RISKS ASSOCIATED WITH ACQUISITIONS.

         As part of its business strategy, the Company expects to make
acquisitions of, or significant investments in, businesses that offer
complementary marketing communication services, products and technologies.  Any
such future acquisitions or investments would be accompanied by the risks
commonly encountered in acquisitions of businesses.  Such risks include, among
other things, the difficulty of assimilating the operations and personnel of
the acquired businesses, the potential disruption of the Company's ongoing
business, the inability of management to maximize the financial and strategic
position of the Company through the successful incorporation of acquired
personnel and clients, the maintenance of uniform standards, controls,
procedures and policies and the impairment of relationships with employees and
clients as a result of any integration of new management personnel.  In August
1996, the Company acquired Schell/Mullaney for consideration consisting of an
initial payment, in Common Stock of the Company, of $5 million and additional
future consideration of up to $9 million in Common Stock of the Company if
certain operating results are achieved in 1997 and 1998.  In January 1997, the
Company acquired the assets of Donovan & Green for consideration consisting of
an initial cash payment of $5.15 million and the right to receive $4.83 million
in cash and Common Stock of the Company over the next three fiscal years and up
to an additional $6.67 million cash and Common Stock of the Company over the
next four fiscal years contingent on attainment of certain financial goals.
Also in January 1997, the Company acquired M&S for consideration consisting of
841,291 shares of Common Stock which as of the closing of the acquisition had
an approximate value of $24.0 million.  In March 1997, the Company completed
the acquisition of EPG for $6.5 million in cash and Common Stock of the
Company, and the contingent right to future payments of up to $10 million in
cash and stock if certain financial performance goals are met, and certain
additional payment if such goals are exceeded.  The Company is also negotiating
with other potential acquisition targets.  The Company expects that future
acquisitions, if any, could provide for consideration to be paid in cash, stock
or a combination of cash and stock.  There can be no assurance that the
Company's prior acquisitions or any other potential acquisitions will not have a
material adverse effect on the Company's business, financial condition and
operating results.





                                      -5-
<PAGE>   7
UNCERTAIN ADOPTION OF INTERNET AS A MEDIUM OF COMMERCE AND COMMUNICATIONS;
DEPENDENCE ON THE INTERNET.

         The Company's ability to derive revenues from new media solutions will
depend in part upon a robust industry and the infrastructure for providing
Internet access and carrying Internet traffic.
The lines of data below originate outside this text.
PR #2908, opened 2024-08-15
[Imp] hide charts by default and toggle visibility based on user selection 

aliseyalvi:
### What does this PR?
-  removed chart from wallet screen
-  toggle chart visibility in assetDetailsScreen
-  added toggle animation

### Issue number
https://discord.com/channels/@me/920267778190086205/1273221543874265098

### Screenshots/Video

https://github.com/user-attachments/assets/49e7c95a-4bb7-4221-9fb9-a03c60a96bc1

### DIFF
--- a/src/screens/assetDetails/children/children.styles.ts
+++ b/src/screens/assetDetails/children/children.styles.ts
@@ -143,4 +143,11 @@ export default EStyleSheet.create({
     textDecorationLine: 'underline',
     textDecorationColor: '$primaryDarkText',
   },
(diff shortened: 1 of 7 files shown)


noumantahir (approved):
not very fond of the solution as a long term thing, however should be good for testing wallet crash.

feruzm:
> not very fond of the solution as a long term thing, however should be good for testing wallet crash.

@noumantahir yes let’s test if it helps and we can polish it further if it helps

PR #2909, opened 2024-08-19
Nt/user serach update

noumantahir:
### What does this PR?
primary issue was a missing hook dependency when user change from simple search text to @text, it was only looking for text change before.

### Issue
https://discord.com/channels/385034494555455488/385448617084846085/1274942470345588812

### Screenshots/Video
https://github.com/user-attachments/assets/dfaa56b0-b210-416f-8283-43ddec5d1e35


feruzm (approved):
lgtm

PR #626, opened 2018-01-29
Refactor FoodPlugin 

triplem:
Refactor the FoodPlugin into a totally encapsulated structure.


triplem:
Found one bug, need to fix this one tomorrow.

app/src/main/java/info/nightscout/androidaps/db/DatabaseHelper.java
```diff
@@ -219,7 +236,7 @@ public void resetDatabases() {
             TableUtils.createTableIfNotExists(connectionSource, ExtendedBolus.class);
             TableUtils.createTableIfNotExists(connectionSource, CareportalEvent.class);
             TableUtils.createTableIfNotExists(connectionSource, ProfileSwitch.class);
-            foodHelper.resetFood();
+//            resetFood();
```
MilosKozak: This has to be handled some way

app/src/main/java/info/nightscout/androidaps/plugins/Food/FoodFragment.java
```diff
@@ -121,7 +121,7 @@ public void afterTextChanged(Editable s) {
                 }
             });
 
-            RecyclerViewAdapter adapter = new RecyclerViewAdapter(MainApp.getDbHelper().foodHelper.getFoodData());
+            RecyclerViewAdapter adapter = new RecyclerViewAdapter(MainApp.getSpecificPlugin(FoodPlugin.class).getService().getFoodData());
```
MilosKozak: `MainApp.getSpecificPlugin` will be preffered way or `FoodPlugin.getPlugin()` ?

app/src/main/java/info/nightscout/androidaps/plugins/Food/FoodService.java
```diff
@@ -0,0 +1,361 @@
...
+            }
+        } catch (JSONException e) {
+            log.error("Unhandled exception", e);
+        }
+    }
+
+    public void createFoodFromJsonIfNotExists(Food food) {
+        try {
+            this.getDao().createOrUpdate(food);
+        } catch (SQLException e) {
```
MilosKozak: `scheduleFoodChange();` should be called on every change

triplem: I will rework this one, so that the createOrUpdate is called inside the service, which will call scheduleFoodChange(). This was the bug I was takling about. 
Thanks for checking the code ;-)

app/src/main/java/info/nightscout/androidaps/db/DatabaseHelper.java
triplem: It is handled now ;-) Thanks for the hint.

app/src/main/java/info/nightscout/androidaps/plugins/Food/FoodFragment.java
triplem: Right now, I am using MainApp.getSpecificPlugin, in a later phase, I would like to handle this via the PluginRegistry.

triplem:
The DAO is now called only readonly without the call to scheduleFoodChange(). I created C(R)UD (Create Read Update Delete) methods which delegate to the DAO only. In the Create/Update/Delete methods the corresponding scheduleFoodChange() is called.

MilosKozak:
fixed small bugs and merged ... what next? :)

PR #627, opened 2018-01-29
Watchfaces

andrew-warrington:
BaseWatchFace: Removal of ListenerService calls in order to not conflict with Bolus and Wizard activities called by MainMenuActivity.


MilosKozak:
ready to merge?

PR #632, opened 2018-01-31
Add Insight Pump Plugin

jamorham:
**This PR adds support for the Insight pump.**

TBRs, Boluses, Extended Boluses, History and Status reading have been tested with two devices and delivery and reporting was as expected during those tests. 

A slightly modified AAPS was used with `current_basal_safety_multiplier` set to max `2.5` (only integers are currently possible via the preferences) this was tested in open and closed loop mode over a period of days and TBRs appeared sensible and were verified on the pump screen.

_The Insight will raise a pump alarm if a TBR is cancelled, so when a TBR cancellation is requested it instead sets the rate to 90% for 15 minutes. I estimate this means at worst a 2.5% of hourly basal discrepancy but it of course depends whether another TBR is issued shortly afterwards or not etc. This mechanism is controllable via a preference option and could maybe be improved in the future._

The plugin uses the SightParser library to communicate with the [SightRemote](https://github.com/TebbeUbben/SightRemote) companion app via a secured aidl interface. Both of these are GPL3 open source projects published by @TebbeUbben

This allows AAPS to coexist with SightRemote, which is designed more as a replacement for the handset itself. This also abstracts much of the physical interfacing and separates the responsibility regarding secure access to the pump and providing information to other apps etc.

The pump has a security password which is required before access to the insulin service can be obtained. This key must be manually entered in to SightRemote via a menu item before it can deliver insulin or adjust TBRs.  When AAPS attempts to use the aidl interface for the first time SightRemote will pop-up an ALLOW/DENY security request which must also be approved.

Many thanks to everyone who has assisted to bring the project to this stage. Screenshots below, comments welcomed!

screenshot_20180131-135534
screenshot_20180131-095510
screenshot_20180130-230021


app/src/main/java/info/nightscout/androidaps/plugins/PumpInsight/InsightPumpPlugin.java
```diff
@@ -140,6 +142,7 @@ private InsightPumpPlugin() {
         pumpDescription.basalMinimumRate = 0.02d;
 
         pumpDescription.isRefillingCapable = false;
```
jotomo: @jamorham Forgot to mention this earlier: this variable is oddly named: it's only `false` for MDI were priming/filling makes no sense for a pen. This flag (seach for usages) controls whether the prime/filling action is available (on the actions tab) - which I assume is supported by the Insight.

jamorham: The Insight has no remote control methods for priming cannulas or filling tubing. Does that mean the flag should stay where it is as `false`?

jotomo: Should be `true`. Priming is simply a bolus which is marked as invalid.

jamorham: Okay, I can set it as `true` to enable the priming action item, but where does the user specify the amount required to fill the cannula? On the Insight normally this is just a menu item and I don't even personally remember what the standard value is because once set during initial pump set-up I don't have to think about it anymore.

MilosKozak: right, when we merge everything together we can rename it

jotomo: @jamorham The priming dialog allows specifying amounts and you can define defaults in the preferences which the dialog will then show. You can try it with the virtual pump.

jamorham:
Okay I've set this field to `true` now

app/src/main/java/info/nightscout/androidaps/plugins/PumpInsight/InsightPumpPlugin.java
```diff
@@ -0,0 +1,940 @@
...
+    }
+
+    @Override
+    public boolean hasFragment() {
+        return true;
+    }
+
+    @Override
+    public boolean showInList(int type) {
+        return true;
```
jotomo: If you return `type == PUMP` here instead, the plugin still only show up as a pump plugin if you later add `ConstraintInterface` (e.g. to limit TBR to 250% or enforce a pump-specific safety limit).

app/src/main/java/info/nightscout/androidaps/plugins/PumpInsight/InsightPumpPlugin.java
```diff
@@ -0,0 +1,940 @@
...
+            log("Could not stop connecting - null pointer: " + e);
+        }
+    }
+
+    @Override
+    public void getPumpStatus() {
+
+        log("getPumpStatus");
+        lastDataTime = new Date();
+        if (Connector.get().isPumpConnected()) {
```
jotomo: This is always called from the queue, so there'll always be a connection open

app/src/main/java/info/nightscout/androidaps/plugins/PumpInsight/InsightPumpPlugin.java
```diff
@@ -0,0 +1,940 @@
...
+        }
+
+        final Cstatus cs = async.busyWaitForCommandResult(cmd, BUSY_WAIT_TIME);
+        log("Got command status: " + cs);
+    }
+
+    // Temporary Basals
+
+    @Override
+    public PumpEnactResult setTempBasalAbsolute(Double absoluteRate, Integer durationInMinutes, boolean enforceNew) {
```
jotomo: What about just converting the absolute rate to percentage and delegate to `setTempBasalPercent` to reduce code duplication?

app/src/main/java/info/nightscout/androidaps/plugins/PumpInsight/InsightPumpPlugin.java
```diff
@@ -0,0 +1,940 @@
...
+
+
+        fauxTBRcancel = !SP.getBoolean("insight_real_tbr_cancel", false);
+
+        final UUID cmd;
+
+        if (fauxTBRcancel) {
+            final int faux_percent = 90;
+            final int faux_duration = 15;
+            cmd = aSyncTaskRunner(new SetTBRTaskRunner(connector.getServiceConnector(), faux_percent, 15), "Faux Cancel TBR - setting " + faux_percent + "%" + " " + faux_duration + "m");
```
jotomo: Minor thing: 2nd arg should be `faux_duration` (to avoid bug when changing that var)?

app/src/main/java/info/nightscout/androidaps/plugins/PumpInsight/InsightPumpPlugin.java
```diff
@@ -0,0 +1,940 @@
...
+    @Override
+    public PumpEnactResult cancelTempBasal(boolean enforceNew) {
+        log("Cancel TBR");
+
+
+        fauxTBRcancel = !SP.getBoolean("insight_real_tbr_cancel", false);
+
+        final UUID cmd;
+
+        if (fauxTBRcancel) {
```
jotomo: After setting a fake neutral temp, OpenAPS might request a TBR cancellation again during the next run. With the current logic that would extend a running 90% TBR from 10m to 15m again. So you could add a check if a 90% TBR <= 15m is running and avoid the extension in that case. The Combo has implemented that logic (plus setting 110% if the cancelled TBR was > 100 to balance things out a bit).

app/src/main/java/info/nightscout/androidaps/plugins/PumpInsight/InsightPumpPlugin.java
```diff
@@ -0,0 +1,940 @@
...
+    }
+
+
+    private synchronized UUID deliverBolus(float bolusValue) {
+        log("DeliverBolus: " + bolusValue);
+
+        if (bolusValue == 0) return null;
+        if (bolusValue < 0) return null;
+
+        // TODO check limits here or they already occur via a previous constraint interface?
```
jotomo: General safety limits are enforced at this point, but you might need to check something like the maximum bolus the pump can deliver if you can read that value. If you want to do that, consider also implement the `ConstraintInterface`.

app/src/main/java/info/nightscout/androidaps/plugins/PumpInsight/InsightPumpPlugin.java
jamorham: In testing, as far as I can tell if AAPS doesn't think a TBR is set it wont try to cancel it so in this case the fake cancellation doesn't seem to get extended. I wasn't completely sure about when to set 110 vs 90 which is why I haven't implemented that logic, but I also had a thought that it might even want to be the opposite way around, apply a 110% when the temp basal had been <100% on the basis that the situation has changed and we might be trying to reverse it slightly.

AdrianLxM: Ideally AAPS would know of the 90% TBR (either directly or from reading the history). This way it would not even be real "missed" insulin as it would factor it into the IOB and would afterwards high-temp if necessary.

app/src/main/java/info/nightscout/androidaps/MainApp.java
```diff
@@ -129,6 +130,7 @@ public void onCreate() {
             if (Config.DANAR) pluginsList.add(DanaRv2Plugin.getPlugin());
             if (Config.DANAR) pluginsList.add(DanaRSPlugin.getPlugin());
             pluginsList.add(CareportalPlugin.getPlugin());
+            if (Config.APS) pluginsList.add(InsightPumpPlugin.getPlugin());
```
AdrianLxM: This is a bit non-intuitive but from times when we only had one pump: It should be `Config.DANAR` instead of `Config.APS`.
(we also should refactor that in the build config to `PUMP` or similar)

app/src/main/java/info/nightscout/androidaps/plugins/PumpInsight/InsightPumpPlugin.java
jotomo: @savek-cc Your logic stayed the same ;-)
@jamorham I overlooked you didn't create a `TemporaryBasal` issue or something similar. This sounds repetitive, but just delegate to `setTempBasalPercent` ;-)

app/src/main/java/info/nightscout/androidaps/MainApp.java
jamorham: I changed it as you suggested

PR #639, opened 2018-02-01
Remove jniLibs, download on build

triplem:
The jniLibs are removed and the corresponding folder is added to .gitignore. If calling "gradle clean" this path is deleted on the local file system.

Before a build the jniLibs are downloaded from github (see repositories in build.gradle) and then unzipped via the unzip task in the app-module.


MilosKozak:
working well on my laptop

PR #652, opened 2018-02-03
update bg for treatment in the past via careportal

savek-cc:
Maybe there's a better way to do it (adding a function to GlucoseStatus?) but I hope this gets the point across ;)
Basically when entering a treatment via careportal, the bg value is taken from "now" - if I change the time because I want to enter carbs from 1h ago, the bg value stays at the current one.
In order to have the right bg value for this entry in the past, I would have to look up the bg value in nightscout and then enter it here.
Using this patch, the bg value is updated with the historic value as soon as the user enters a different time or date.

### DIFF
--- a/app/src/main/java/info/nightscout/androidaps/plugins/Careportal/Dialogs/NewNSTreatmentDialog.java
+++ b/app/src/main/java/info/nightscout/androidaps/plugins/Careportal/Dialogs/NewNSTreatmentDialog.java
@@ -29,7 +29,6 @@ import com.wdullaer.materialdatetimepicker.date.DatePickerDialog;
 import com.wdullaer.materialdatetimepicker.time.RadialPickerLayout;
 import com.wdullaer.materialdatetimepicker.time.TimePickerDialog;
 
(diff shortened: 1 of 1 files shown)


app/src/main/java/info/nightscout/androidaps/plugins/Careportal/Dialogs/NewNSTreatmentDialog.java
```diff
@@ -29,6 +29,7 @@
 import com.wdullaer.materialdatetimepicker.time.RadialPickerLayout;
 import com.wdullaer.materialdatetimepicker.time.TimePickerDialog;
 
+import org.apache.commons.lang3.ObjectUtils;
```
AdrianLxM: Where is this import needed?

savek-cc: Intermediate version - removed

RadoslavR:
always shows in mg / dl
screenshot_2018-02-05_221711

PR #654, opened 2018-02-03
SMB debug notifications

jotomo:
Notifications when SMBs are blocked in the background due to safety restrictions.

### DIFF
--- a/app/src/main/java/info/nightscout/androidaps/Config.java
+++ b/app/src/main/java/info/nightscout/androidaps/Config.java
@@ -25,6 +25,7 @@ public class Config {
 
 
     public static final boolean displayDeviationSlope = true;
+    public static final boolean smbDebug = true;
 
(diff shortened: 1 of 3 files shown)


AdrianLxM:
When does this actually happen?
The default case is, that determine-basal will not issue an SMB if there has been a treatment within the last 3 minutes.
Only when there already was a bolus in the queue that determine-basal did not know about?

jotomo:
Yes, it might occur if one sits in the queue and the pump has connection issues and thus it takes a while before the bolus is actually issued (or the queue has just finished an SMB that took long). The checks are redundant to catch bugs. The notifications are to check (during development) if any other situations occur we didn't think of, and without the notification might have overlooked.

jotomo:
Since SMBs are blocked for **any kind** of bolus, I'm seeing these notifications after half the SMBs that follow a manual bolus.

PR #658, opened 2018-02-03
RO translation

bogdangorescu:
Added RO translation


AdrianLxM:
Hi @bogdangorescu thank you very much!
Could you please remove all lines that are `translatable="false"`
Example:
```
    <string name="key_danar_useextended" translatable="false">danar_useextended</string>
    <string name="key_danarprofile_dia" translatable="false">danarprofile_dia</string>
```
Thanks!

MilosKozak:
thanks

PR #659, opened 2018-02-03
Graph target line

jotomo:
Should the visibility of the line be configurable? I will add a pref page for home/overview when adding the buttons, I could add a toggle for this then too.


MilosKozak:
in range is not configurable as well

PR #666, opened 2018-02-05
Don't enable Insight by default

AdrianLxM:
@jamorham, this should make the Insight only active when selected in the config builder and have the Virtual Pump as default.


jamorham:
Ooops, I think I used the virtual pump as a template and was testing insight so didn't notice that.

PR #668, opened 2018-02-05
fix display unit when updating careportal entry for historic bg value

savek-cc:


savek-cc:
@AdrianLxM

AdrianLxM:
Thanks a lot!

The Internet may not prove to be
a viable commercial marketplace because of inadequate development of the
necessary infrastructure, such as a reliable network backbone or timely
development of complementary products, such as high speed modems. Because
global commerce and online exchange of information on the Internet and other
similar open wide area networks are new and evolving, it is difficult to
predict with any assurance whether the Internet will prove to be and remain a
viable commercial marketplace.  Moreover, critical issues concerning the
commercial use of the Internet (including security, reliability, cost, ease of
use and access, and quality of service) remain unresolved and may impact the
growth of Internet use. There can be no assurance that the Internet will become
a viable commercial marketplace. If the necessary infrastructure or
complementary products are not developed, or if the Internet does not become a
viable commercial marketplace, the Company's business, operating results and
financial condition could be materially adversely affected.

PROJECT PROFIT EXPOSURES.

         The Company generates the substantial majority of its revenues through
project fees on a fixed fee for service basis. The Company assumes greater
financial risk on fixed-price type contracts than on either time-and-material
or cost-reimbursable contracts. Failure to anticipate technical problems,
estimate costs accurately or control costs during performance of a fixed-price
contract may reduce the Company's profit or cause a loss. Although the majority
of the Company's projects typically last four to six weeks and therefore each
individual short- term project creates less exposure than a long-term
fixed-price contract, in the event the Company does not accurately anticipate
the progress of a number of significant revenue-generating projects it could
have a material adverse effect on the Company's business, operating results and
financial condition.

CONFLICTS OF INTEREST.

         Conflicts of interest are inherent in certain segments of the
marketing communications industry, particularly in advertising. The Company has
in the past and will in the future be unable to pursue potential advertising
and other opportunities because such opportunities will require the Company to
provide services to direct competitors of existing Company clients. In
addition, the Company risks alienating or straining relationships with existing
clients each time the Company agrees to provide services to even indirect
competitors of existing Company clients.  Conflicts of interest may jeopardize
the stability of revenues generated from existing clients and preclude access
to business prospects, either of which developments could have a material
adverse effect on the Company's business, financial condition and operating
results.

MARKET ACCEPTANCE OF THE COMPANY'S APPROACH; SERVICE DEVELOPMENT; RAPID
TECHNOLOGICAL CHANGE.

         The Company provides an integrated approach to meet the marketing
communications needs of its clients.  To compete successfully against
specialized service providers, the Company believes that its products and
services in each marketing communication discipline will need to be competitive
with the services offered by the firms that specialize in each discipline.
There can be no assurance that the Company will be successful in providing
competitive solutions to clients in each of its integrated marketing
communication services and products. Failure to do so could result in the loss
of existing customers or the inability to attract and retain new customers,
either of which developments could have a material adverse effect on the
Company's business, financial condition and operating results.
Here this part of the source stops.